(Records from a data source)
---+---

PR #3525, opened 2022-07-21
[PIPE-289] Drop Unique Award ID Constraint in Award Search

dpb-bah:
**Description:**
Simply drops the unique constraint on `award_id` in `rpt.award_search`

**Technical details:**
Note: this unique index is not managed by the model. 

    - [ ] Backend
    - [x] Frontend <OPTIONAL>
    - [x] Operations <OPTIONAL>
8. [x] Jira Ticket [PIPE-289](https://federal-spending-transparency.atlassian.net/browse/PIPE-289):

```
```

### DIFF
--- a/usaspending_api/search/migrations/0008_awardsearch_table.py
+++ b/usaspending_api/search/migrations/0008_awardsearch_table.py
@@ -5,10 +5,6 @@ from django.db import migrations, models
 import django.db.models.deletion
 import django.db.models.expressions
 
-additional_sql = [
-    'ALTER TABLE rpt.award_search DROP COLUMN id',
-    'CREATE UNIQUE INDEX as_idx_award_id ON rpt.award_search(award_id)'
-]
 
 class Migration(migrations.Migration):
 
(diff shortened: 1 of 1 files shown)


usaspending_api/search/migrations/0008_awardsearch_table.py
```diff
@@ -115,7 +119,7 @@ class Migration(migrations.Migration):
         # Trick Django into believing this is a foreign primary key for purposes of using the ORM,
         # but avoid the headache that comes with foreign keys and the primary key constraint
         migrations.RunSQL(
-            sql="ALTER TABLE rpt.award_search DROP COLUMN id",
+            sql=";".join(additional_sql),
```
sethstoudenmier, line 122: If we aren't using that SQL anywhere else I would say put it here instead of splitting it between two places.

usaspending_api/search/migrations/0008_awardsearch_table.py
```diff
@@ -115,7 +119,7 @@ class Migration(migrations.Migration):
...
             reverse_sql="",
```
sethstoudenmier, line 123: Can you think of anytime where not having reverse_sql specified could be an issue? Think it would need to be added to allow this migration to be reversed (should that need ever come up).

sethstoudenmier: Unapplying migrations runs `DROP TABLE "rpt"."award_search" CASCADE;` so can disregard.

sethstoudenmier (approved):

PR #3532, opened 2022-07-25
Adds production config for databricks

collinwr:
**Description:**
Adds production config for databricks

    - [ ] Backend
    - [ ] Operations

```
```

### DIFF
--- a/usaspending_api/config/envs/production.py
+++ b/usaspending_api/config/envs/production.py
@@ -1,0 +1,29 @@
+########################################################################################################################
+# Production runtime env configuration
+# - Inherits all defaults from DefaultConfig in default.py
+# - Overrides any default config variables with local runtime env specific values
+# - Users may override local config vars values declared here by putting values in a git-ignored .env file alongside
+#   docker-compose.yml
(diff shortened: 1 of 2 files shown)


usaspending_api/config/envs/production.py
```diff
@@ -0,0 +1,29 @@
...
+        Attributes inherited from or overridden from ``DefaultConfig``
+
+    """
+
+    # ==== [Global] ====
+    ENV_CODE: ClassVar[str] = "prd"
+
+    # ==== [AWS] ====
+    AWS_PROFILE: str = None
+    AWS_REGION = ""
```
kwhickey, line 28: Only thing I'm not sure of is why we have
```
AWS_REGION = ""
```
I would think we'd want that set, and it could be set in the `DefaultConfig` and not needing overriding in lower envs

And if we remove it, probably remove it from each qat.py, staging.py, production.py
If we keep it, I think it needs to be typed like it is in `DefaultConfig`

```
AWS_REGION: str = ""
```

kwhickey (approved):
Looks fine. Plan to remove override of aws region later.

PR #73, opened 2021-04-06
adding test cases for CQ-4318856

abhishekgarg18:


cziegeler:
The problem was not in the converter but a concurrency problem in Apache Sling. Therefore closing

PR #76, opened 2021-05-15
FELIX-6416 Fix url handling

PiotrKlimczak:
Not sure if is safe to have just url.getPath() as I am not Felix Framework expert.
But even if this PR is not suitable for merge, at least it has test coverage for the scenario encountered and rolls back the cause of it.
Would be good to back port that to 6.0.5 release which can be used by Karaf 4.3.X release as it is blocker for Narayana and possibly some other libs.
It is also blocking KARAF-7152.

But indeed it is rendering FELIX-6326 broken again AFAIK


karlpauls:
Closing in favor of #77 - many thanks for the test case!

PR #77, opened 2021-05-16
FELIX-6416: special case runtime ref in bundle urls

karlpauls:


PiotrKlimczak:
@karlpauls thanks for your PR.
It will definitely solve immediate problem.

Thanks

PR #79, opened 2021-06-10
FELIX-6430 Fixed runtime compatibility with JDK17 - prototype

dmatej:
- rather prototype of the fix, but works with current GlassFish's master branch + JDK17-ea+25-2252
- probably some steps can be removed
- logs stacktraces and messages, too much noise

I'm creating this PR rather for inspiration and I hope it can help to move forward more quickly ;)


karlpauls:
Thanks a lot @dmatej, I ended up using something similar in #80 - good idea! I think it should work now with the current trunk. Let me know if it still doesn't.

PR #81, opened 2021-07-21
Introduced thread-safety while updating field during deactivation phase

amitjoy:
The problem occurred when multiple injected services tried to be removed from the component's injection. It is highly likely because of the usage of `TreeMap` in such concurrent environment. Since `TreeMap` has never been written to be used in a concurrent environment, we should use `ConcurrentSkipListMap` instead as all the features of `TreeMap` have been introduced in `ConcurrentSkipListMap` and it is very much suitable for concurrent environment.

### DIFF
--- a/scr/src/main/java/org/apache/felix/scr/impl/inject/field/FieldHandler.java
+++ b/scr/src/main/java/org/apache/felix/scr/impl/inject/field/FieldHandler.java
@@ -25,6 +25,7 @@ import java.lang.reflect.Modifier;
 import java.util.ArrayList;
 import java.util.Collection;
 import java.util.List;
+import java.util.Map;
 import java.util.concurrent.CopyOnWriteArrayList;
 import java.util.concurrent.CopyOnWriteArraySet;
 
@@ -42,7 +43,6 @@ import org.apache.felix.scr.impl.logger.ComponentLogger;
 import org.apache.felix.scr.impl.logger.InternalLogger.Level;
 import org.apache.felix.scr.impl.metadata.ReferenceMetadata;
 import org.osgi.framework.BundleContext;
-import org.osgi.service.log.LogLevel;
 
 /**
  * Handler for field references
@@ -186,15 +186,19 @@ public class FieldHandler
         	// unbind needs only be done, if reference is dynamic and optional
             if ( mType == METHOD_TYPE.UNBIND )
             {
-                if ( this.metadata.isOptional() && !this.metadata.isStatic() )
+                Map<RefPair<?, ?>, Object> boundValues = bp.getComponentContext().getBoundValues(metadata.getName());
+                synchronized (boundValues) 
                 {
-                    // we only reset if it was previously set with this value
-                    if ( bp.getComponentContext().getBoundValues(metadata.getName()).size() == 1 )
+                    if ( this.metadata.isOptional() && !this.metadata.isStatic() )
                     {
-                        this.setFieldValue(componentInstance, null);
+                        // we only reset if it was previously set with this value
+                        if ( boundValues.size() == 1 )
+                        {
+                            this.setFieldValue(componentInstance, null);
+                        }
                     }
+                    boundValues.remove(refPair);
                 }
-                bp.getComponentContext().getBoundValues(metadata.getName()).remove(refPair);
             }
             // updated needs only be done, if the value type is map or tuple
             // If it's a dynamic reference, the value can be updated
--- a/scr/src/main/java/org/apache/felix/scr/impl/manager/ComponentContextImpl.java
+++ b/scr/src/main/java/org/apache/felix/scr/impl/manager/ComponentContextImpl.java
@@ -19,7 +19,7 @@
 package org.apache.felix.scr.impl.manager;
 
 
-import java.util.Comparator;
+import java.util.Collections;
 import java.util.Dictionary;
 import java.util.HashMap;
 import java.util.Map;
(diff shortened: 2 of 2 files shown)


amitjoy:
@tjwatson Could you kindly have a look at it?

tjwatson:
When the problem occurred what sort of errors/warnings or incorrect behavior did you observe?  Any stack trace?

amitjoy:
I have added the stacktrace to the JIRA bug report

scr/src/main/java/org/apache/felix/scr/impl/manager/ComponentContextImpl.java
```diff
@@ -328,7 +328,7 @@ public void dispose()
 
     private Map<RefPair<?, ?>, Object> createNewFieldHandlerMap()
     {
-        return new TreeMap<>(
+        return new ConcurrentSkipListMap<>(
```
tjwatson, line 331: While I think this will avoid the exception in TreeMap, I do not think it is a complete solution.  In `org.apache.felix.scr.impl.inject.field.FieldHandler.updateField(METHOD_TYPE, Object, BindParameters)` we have the following code:

```java
            if ( mType == METHOD_TYPE.UNBIND )
            {
                if ( this.metadata.isOptional() && !this.metadata.isStatic() )
                {
                    // we only reset if it was previously set with this value
                    if ( bp.getComponentContext().getBoundValues(metadata.getName()).size() == 1 )
                    {
                        this.setFieldValue(componentInstance, null);
                    }
                }
                bp.getComponentContext().getBoundValues(metadata.getName()).remove(refPair);
            }
```
`getBoundValues` call here will return this `ConcurrentSkipListMap`.  If multiple threads are entering this block then I think we have an issue with never calling `this.setFieldValue(componentInstance, null);` when two threads enter the `size() ==1` check and find the size to be 2.  Both threads will remove their own refPair from the Map but none will null out the field value when the last is removed.

cziegeler: Isn't the method that calls createNewFieldHandlerMap() synchronized?

cziegeler: Ignore the above comment :) But I think in general the code expects to not be called concurrently (if I remember correctly). So there should be some synchronization somewhere

amitjoy: @tjwatson According to the current implementation, `org.apache.felix.scr.impl.inject.field.FieldHandler.updateField(METHOD_TYPE, Object, BindParameters)` will be invoked by different implementations of `org.apache.felix.scr.impl.inject.field.FieldHandler.State.invoke(FieldHandler, METHOD_TYPE, Object, BindParameters)` and if we traverse back, none of the consumers of the aforementioned `invoke(..)` method is thread-safe (synchronized). I agree with you, we should introduce thread-safety in `org.apache.felix.scr.impl.inject.field.FieldHandler.updateField(METHOD_TYPE, Object, BindParameters)`.

amitjoy: Added a new commit to make the `org.apache.felix.scr.impl.inject.field.FieldHandler.updateField(METHOD_TYPE, Object, BindParameters)` synchronized.

scr/src/main/java/org/apache/felix/scr/impl/inject/field/FieldHandler.java
```diff
@@ -171,9 +171,9 @@ private boolean initField(final Object componentInstance,
         return objects;
     }
 
-    private MethodResult updateField(final METHOD_TYPE mType,
-                                     final Object componentInstance,
-                                     final BindParameters bp)
+    private synchronized MethodResult updateField(final METHOD_TYPE mType,
```
tjwatson, line 174: I think this synchronization is too broad.  In particular I am concerned about synchronization when making the calls to `org.apache.felix.scr.impl.inject.ValueUtils.getValue(String, ValueType, Class<?>, ScrComponentContext, RefPair<?, ?>)` which ultimately can set off a chain of getService calls that may trigger activating dependency components.

A more safe fix is to use a synchronized map and synchronize on the map around the bit of code that needs it:

```java
                Map<RefPair<?, ?>, Object> boundValues = bp.getComponentContext().getBoundValues(metadata.getName());
                synchronized (boundValues)
                {
                    if ( this.metadata.isOptional() && !this.metadata.isStatic() )
                    {
                        // we only reset if it was previously set with this value
                        if ( boundValues.size() == 1 )
                        {
                            this.setFieldValue(componentInstance, null);
                        }
                    }
                    boundValues.remove(refPair);
                }
```

Then I would just do `Collections.synchronizedMap(new TreeMap<>(...` when creating the map for bound values.

amitjoy: I saw it coming 😉 Yes, you are right. The `synchronized` block was a bit broader in this respect. We would be better off with synchronizing only the part that requires it. I will do the needful.

amitjoy: Applied your proposal

tjwatson (approved):
LGTM

amitjoy:
@tjwatson Is it possible to merge this as it can then be part of the next SCR release?

PR #83, opened 2021-07-30
FELIX-6441 Make it possible to run the Configuration Interpolation independently of Configuration Admin

bosschaert:
The new StandaloneInterpolator class provides the entry-point for using
the interpolator outside of a Configuration Admin environment.


cziegeler (approved):
Lgtm, thanks!

PR #84, opened 2021-08-03
FELIX-6441 - mention StandaloneInterpolator in README, and move test …

bdelacretaz:
…to verify that it works from a different package

@bosschaert I made some (nitpickers) changes here.


bdelacretaz:
Ok, sorry, I wasn't aware of that convention, the README changes are sufficient then.

bosschaert (approved):

PR #86, opened 2021-08-08
FELIX-6442 : NPE when generating ServiceReferenceDTOs

cziegeler:


karlpauls (approved):

framework/src/main/java/org/apache/felix/framework/DTOFactory.java
```diff
@@ -335,18 +335,27 @@ private static BundleStartLevelDTO createBundleStartLevelDTO(Bundle bundle)
...
+                dtos.add(dto);
+            }
         }
-        return dtos;
+        return dtos.toArray(new ServiceReferenceDTO[dtos.size()]);
     }
 
     private static ServiceReferenceDTO createServiceReferenceDTO(ServiceReference<?> svc)
     {
+        final Bundle bundle = svc.getBundle();
```
tjwatson, line 352: Note that the service properties also contain the bundle ID and must continue to return the bundle ID even after the service has been unregistered.

PR #87, opened 2021-08-09
FELIX-6442 : NPE when generating ServiceReferenceDTOs

cziegeler:


cziegeler:
@tjwatson I assume this is what you had in mind?

tjwatson:
> @tjwatson I assume this is what you had in mind?

Yes, that LGTM

PR #99, opened 2021-09-08
FELIX-6429 : IllegalArgumentException that should not happen

cziegeler:


cziegeler:
This one does not cover all cases

PR #114, opened 2021-11-05
Fix service-based and extender-based sample projects

andrewswan:
I was doing the Felix tutorials and noticed that the sample projects didn't work, so this PR fixes them.


cziegeler (approved):

cziegeler:
Thanks for providing this PR!

PR #121, opened 2021-11-26
FELIX-6473 - Make BundlesStartedCheck simpler

cschneider:
Use streams to make the check easier to understand.

### DIFF
--- a/healthcheck/generalchecks/src/main/java/org/apache/felix/hc/generalchecks/BundlesStartedCheck.java
+++ b/healthcheck/generalchecks/src/main/java/org/apache/felix/hc/generalchecks/BundlesStartedCheck.java
@@ -17,7 +17,10 @@
  */
 package org.apache.felix.hc.generalchecks;
 
+import java.util.Arrays;
+import java.util.List;
 import java.util.Optional;
+import java.util.concurrent.atomic.AtomicLong;
 import java.util.regex.Pattern;
 
 import org.apache.felix.hc.annotation.HealthCheckService;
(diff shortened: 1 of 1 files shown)


healthcheck/generalchecks/src/main/java/org/apache/felix/hc/generalchecks/BundlesStartedCheck.java
```diff
@@ -79,78 +82,85 @@ protected void activate(BundleContext bundleContext, Config config) {
...
+                log.critical(msg);
+            } else {
+                log.warn(msg);
+            }
+        }
+        return isActive;
+    }
+
+    private String getBundleInfo(Bundle bundle) {
+        return String.format("bundle with id:%d, name:%s, state:%s)", bundle.getBundleId(),
```
ghenzler, line 159: Nitpick: the current format is just `Bundle {} {}: {}` (without labelling `id`/`name`/`state` on every line)
I think the values are self-explanatory in this context, I would keep it as is

healthcheck/generalchecks/src/main/java/org/apache/felix/hc/generalchecks/BundlesStartedCheck.java
```diff
@@ -79,78 +82,85 @@ protected void activate(BundleContext bundleContext, Config config) {
...
-            }
+    private boolean isNotFragment(Bundle bundle) {
+        boolean isFragment = StringUtils.isNotBlank(bundle.getHeaders().get(Constants.FRAGMENT_HOST));
+        if (isFragment) {
+            LOG.debug("Ignoring bundle fragment: {}", bundle.getSymbolicName());
         }
-
-        String includeMsg = !includesRegex.pattern().equals(".*") ? " for pattern " + includesRegex.pattern(): "";
-        String baseMsg = relevantBundlesCount + " bundles" + includeMsg;
-        String excludedMsg = countExcluded > 0 ? " (" + countExcluded + " excluded via pattern " + excludesRegex.get().pattern() + ")" : "";
```
ghenzler, line 139: Showing the exclude pattern in the result for the case it kicks in is quite useful IMHO - with this PR I only see `Bundles total: 578, expected to be active: 567, active: 566` and I don't immediately see the reason why 567 out of 578 are expected (someone might think this is due to the number 567 being configured when in reality it is an exclude regex)

healthcheck/generalchecks/src/main/java/org/apache/felix/hc/generalchecks/BundlesStartedCheck.java
```diff
@@ -79,78 +82,85 @@ protected void activate(BundleContext bundleContext, Config config) {
...
+        List<Bundle> bundles = Arrays.asList(bundleContext.getBundles());
+        AtomicLong checkedBundles = new AtomicLong();
+        long activeBundles = bundles.stream()
+                .filter(this::isIncluded)
+                .filter(this::isNotExcluded)
+                .filter(this::isNotFragment)
+                .filter(this::isNotLazyStarting)
+                .peek(bundle -> checkedBundles.incrementAndGet())
+                .filter(bundle -> isActive(log, bundle))
+                .count();
```
ghenzler, line 100: This stream approach is nice!

cziegeler:
Closing due to inactivity

PR #510, opened 2026-05-30
FELIX-6841: Fix ArrayIndexOutOfBoundsException in Pipe.isTty

sahvx655-wq:
Fixes an `ArrayIndexOutOfBoundsException` in `Pipe.isTty(int fd)` when the file descriptor index `fd` is equal to or greater than the `streams` array length.

The boundary check in `Pipe.isTty` used `fd > streams.length` instead of `fd >= streams.length`. Because Java arrays are 0-indexed, checking `fd` at `streams.length` bypassed the check and threw an `ArrayIndexOutOfBoundsException` when accessing `streams[fd]`.

- Updated the check to `fd >= streams.length` to safely return `false` on out-of-bounds descriptors.
- Added `testIsTtyOutOfBounds` in `TestParser.java` and verified the build passes successfully.


sahvx655-wq:
any update?

PR #511, opened 2026-05-30
FELIX-6842: gogo-jline: Implement support for -u (UTC) option in date command

sahvx655-wq:
This PR fixes handling of the documented `-u` (UTC) timezone option in the JLine shell `date` command.

In `org.apache.felix.gogo.jline.Posix.java`, the `date` command usage documentation includes the `-u` option (use UTC), but the argument parsing logic did not recognize it and instead fell through to the default error path, resulting in an `IllegalArgumentException`.

 Detect the `-u` option during argument processing.
 Treat `-u` as a valid option.
 Apply the UTC timezone when parsing or formatting dates.

Added `testDateUtc` in `PosixTest.java`.
Verified the new test passes successfully.


sahvx655-wq:
any update?

PR #512, opened 2026-06-01
FELIX-6840: Harden XML parsers against XML External Entity (XXE) injection

sahvx655-wq:
This PR hardens XML parsing across Apache Felix by disabling DTD processing, external entity resolution, and XInclude support in SAX, DOM, StAX, and XMLReader implementations used by core components, libraries, and build tools.

Parser Hardening:Secured XML parser factories in Declarative Services (SCR), iPOJO Manipulator, OSGi Check Maven Plugin, and StAX parsers.
XXE Validation: Added `testParserRejectsXXE` in `XmlHandlerTest` to verify that XML containing external entities or DOCTYPE declarations is safely rejected.
Compatibility: Existing OSGi descriptors do not rely on DTDs or external entities, so the changes are expected to be backward-compatible.


sahvx655-wq:
any update?

PR #513, opened 2026-06-01
FELIX-6839: Resolve lifecycle race condition in EventDispatcher start/stop sequence

sahvx655-wq:
This PR addresses a race condition in `EventDispatcher` that can occur during concurrent framework start/stop operations in the same JVM.

 Updated `startDispatching()` to wait while the dispatcher is being stopped.
 Ensures shutdown completes before a new dispatch thread is created, preventing inconsistent dispatcher lifecycle states.


sahvx655-wq:
any update?

PR #514, opened 2026-06-02
FELIX-6838: Fix Platform-Dependent URI Mock Failures in fileinstall Tests

sahvx655-wq:
Fixes failures in `ConfigInstallerTest` and `DirectoryWatcherTest` caused by platform-dependent URI construction in mock expectations.

The tests previously constructed expected file URIs by manually concatenating strings (for example, prefixing paths with `"file:"`). This approach can produce URI formats that differ across operating systems and may not match the URIs generated by the implementation.

Replace manual URI construction with `File.toURI()` to ensure test expectations use the same platform-independent URI representation as the production code, eliminating OS-specific test failures.


sahvx655-wq:
gentle ping

PR #515, opened 2026-06-02
FELIX-6837: Skip Write-Protection Test on Unsupported File Systems

sahvx655-wq:
Modifies `testInvalidTempDir` in `DirectoryWatcherTest` to verify that `parent.setWritable(false)` actually takes effect before proceeding with the test.

Some file systems and operating systems do not reliably enforce directory write-permission changes (for example, common Windows/NTFS configurations for the directory owner). In such environments, the test's assumptions are invalid and can lead to false failures.

If write access cannot be revoked as expected, the test exits early instead of failing, ensuring consistent behavior across platforms while preserving test coverage where permission enforcement is supported.


sahvx655-wq:
any update?

PR #516, opened 2026-06-02
FELIX-6836: Mitigate Zip Slip / Path Traversal (CWE-22) Vulnerability in Archive Extraction and Cache Handlers

sahvx655-wq:
This PR prevents Zip Slip / Path Traversal issues during ZIP and JAR archive extraction by validating archive entry paths before writing files to disk. Entries that would resolve outside the intended extraction directory are rejected, ensuring extraction remains confined to the target location.

In addition to the implementation changes, regression tests have been added to verify that malicious archives containing traversal entries (for example, `../../evil.txt`) are rejected and cause extraction to fail safely.

### DIFF
--- a/bundlerepository/pom.xml
+++ b/bundlerepository/pom.xml
@@ -107,8 +107,8 @@
         <groupId>org.apache.maven.plugins</groupId>
         <artifactId>maven-compiler-plugin</artifactId>
         <configuration>
-          <target>1.5</target>
-          <source>1.5</source>
+          <target>1.8</target>
+          <source>1.8</source>
         </configuration>
       </plugin>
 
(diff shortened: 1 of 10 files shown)


paulrutter:
@sahvx655-wq before you start creating more PR's, let's first establish what the problem is you're trying to solve.
Every PR should be accompanied with a Jira ticket in https://issues.apache.org/jira/projects/FELIX/summary.

Can you start there first and create tickets for the things you're trying to address?
I want to prevent having PR's that no-one exactly knows the reason for.

sahvx655-wq:
I have created the Jira ticket for this issue here : https://issues.apache.org/jira/browse/FELIX-6836

sahvx655-wq:
any update?

PR #518, opened 2026-06-04
FELIX-6835 - CommentRemovingReader incorrectly handles escaped quotes and drops characters at buffer boundaries

rombert:


cziegeler (approved):

rombert:
Thanks for the review @cziegeler . Can you please also add the `cm.json-2.0.8` fix version to https://issues.apache.org/jira/browse/FELIX-6835 ? It is missing.

PR #543, opened 2026-08-11
Restore Apache Felix Logback module

wilx:
I would like to restore the Logback component. I have restored the original source and updated it with Logback 1.5.x, plus some changes I see as beneficial. It works for me in production like this.


rombert:
Speaking as a user of Felix Logback that would IMO be good. I am a Felix committer but never worked with the logback bundle.  What do other Felix committers/PMC members think ( /cc @apache/felix-committers )  ?

cziegeler:
We removed this couple of years ago due to lack of maintainers . We had a similar situation with another Apache Felix module where we actually reverted the removal, added a new committer promising to help on that module. And it resulted in a larger unmaintained code base, as after an initial fix nothing else happened.
I dont want to repeat that - the code is under the ASL 2 so it is easy to "continue" it somewhere else.
Now, if we decide to bring it back in, I suggest we directly revert the removal commit - and not do it via a PR

wilx:
What maintenance does this need beside keeping it on par with some Logback releases?

cziegeler:
Right, keeping all dependencies up to date, releasing whenever required - fixing issues if they get reported.
It is not a long list, but nevertheless it needs someone to do it regularly and not just for one release

PR #548, opened 2026-08-24
cm.json: Improve Configurator specification conformance

wilx:
This updates `cm.json` to Felix parent 9 and tightens its handling of OSGi Configurator JSON resources.

The changes:

- convert mixed JSON arrays to `String[]` as required by Configurator [§150.3.4](https://docs.osgi.org/specification/osgi.cmpn/8.1.0/service.configurator.html#d0e130545);
- strictly validate `:configurator:resource-version`, `:configurator:symbolic-name`, and `:configurator:version` according to [§150.3.1](https://docs.osgi.org/specification/osgi.cmpn/8.1.0/service.configurator.html#d0e130346), including metadata supplied in bundle resources;
- preserve PID-level Configurator property keys so suffixed aliases are not interpreted as the standard policy or ranking keys, as defined in [§150.3.3](https://docs.osgi.org/specification/osgi.cmpn/8.1.0/service.configurator.html#d0e130482); and
- add regression coverage before each behavioral fix.

The downstream Configurator module is also updated to Felix parent 9 and from `org.apache.felix.cm.json` 2.0.0 to this branch's 2.0.9-SNAPSHOT. This makes its Java 17 build use the current `cm.json` implementation.

The metadata work intentionally does not change how PID-level `:configurator:` properties are retained when no property handler is installed; that can be addressed separately with an API design suitable for round-tripping.

Validation on Java 17:

```
env JAVA_HOME=/opt/jdks/latest-17 nice -n 10 /opt/maven/latest/bin/mvn -B -V -Dstyle.color=always -f cm.json/pom.xml clean install
env JAVA_HOME=/opt/jdks/latest-17 nice -n 10 /opt/maven/latest/bin/mvn -B -V -Dstyle.color=always -f configurator/pom.xml clean verify
```

Results:

- `cm.json`: 60 tests, 0 failures/errors; bundle baseline, RAT, and legal-file checks pass.
- Configurator: 18 tests, 0 failures/errors; bundle creation, RAT, and legal-file checks pass.

### DIFF
--- a/cm.json/pom.xml
+++ b/cm.json/pom.xml
@@ -22,7 +22,7 @@
     <parent>
         <groupId>org.apache.felix</groupId>
         <artifactId>felix-parent</artifactId>
-        <version>7</version>
+        <version>9</version>
         <relativePath />
     </parent>
 
--- a/cm.json/src/main/java/org/apache/felix/cm/json/io/impl/ConfigurationReaderImpl.java
+++ b/cm.json/src/main/java/org/apache/felix/cm/json/io/impl/ConfigurationReaderImpl.java
@@ -20,12 +20,14 @@ package org.apache.felix.cm.json.io.impl;
 
 import java.io.IOException;
 import java.io.Reader;
+import java.math.BigDecimal;
 import java.util.ArrayList;
 import java.util.Hashtable;
 import java.util.List;
 import java.util.Map;
 
 import jakarta.json.JsonException;
+import jakarta.json.JsonNumber;
 import jakarta.json.JsonObject;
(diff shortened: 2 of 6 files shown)


stbischof:
would you be so nice and test to the osgi tck?
in max 1 week you kan find it here
https://github.com/osgi/org.osgi.service.configurator

wilx:
I have created https://github.com/wilx/felix-configurator-tck project to test against the test in OSGi TCK that exercise it. The branch passes. If this is what you meant.

wilx:
Ping. Was the linked repo supposed to contain something?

---+---

- [WHAT IS REQUIRED]
Wherever a line above contains the string "primary", copy that line.

- [REPLY TO THE EXERCISE]
         # Trick Django into believing this is a foreign primary key for purposes of using the ORM,
         # but avoid the headache that comes with foreign keys and the primary key constraint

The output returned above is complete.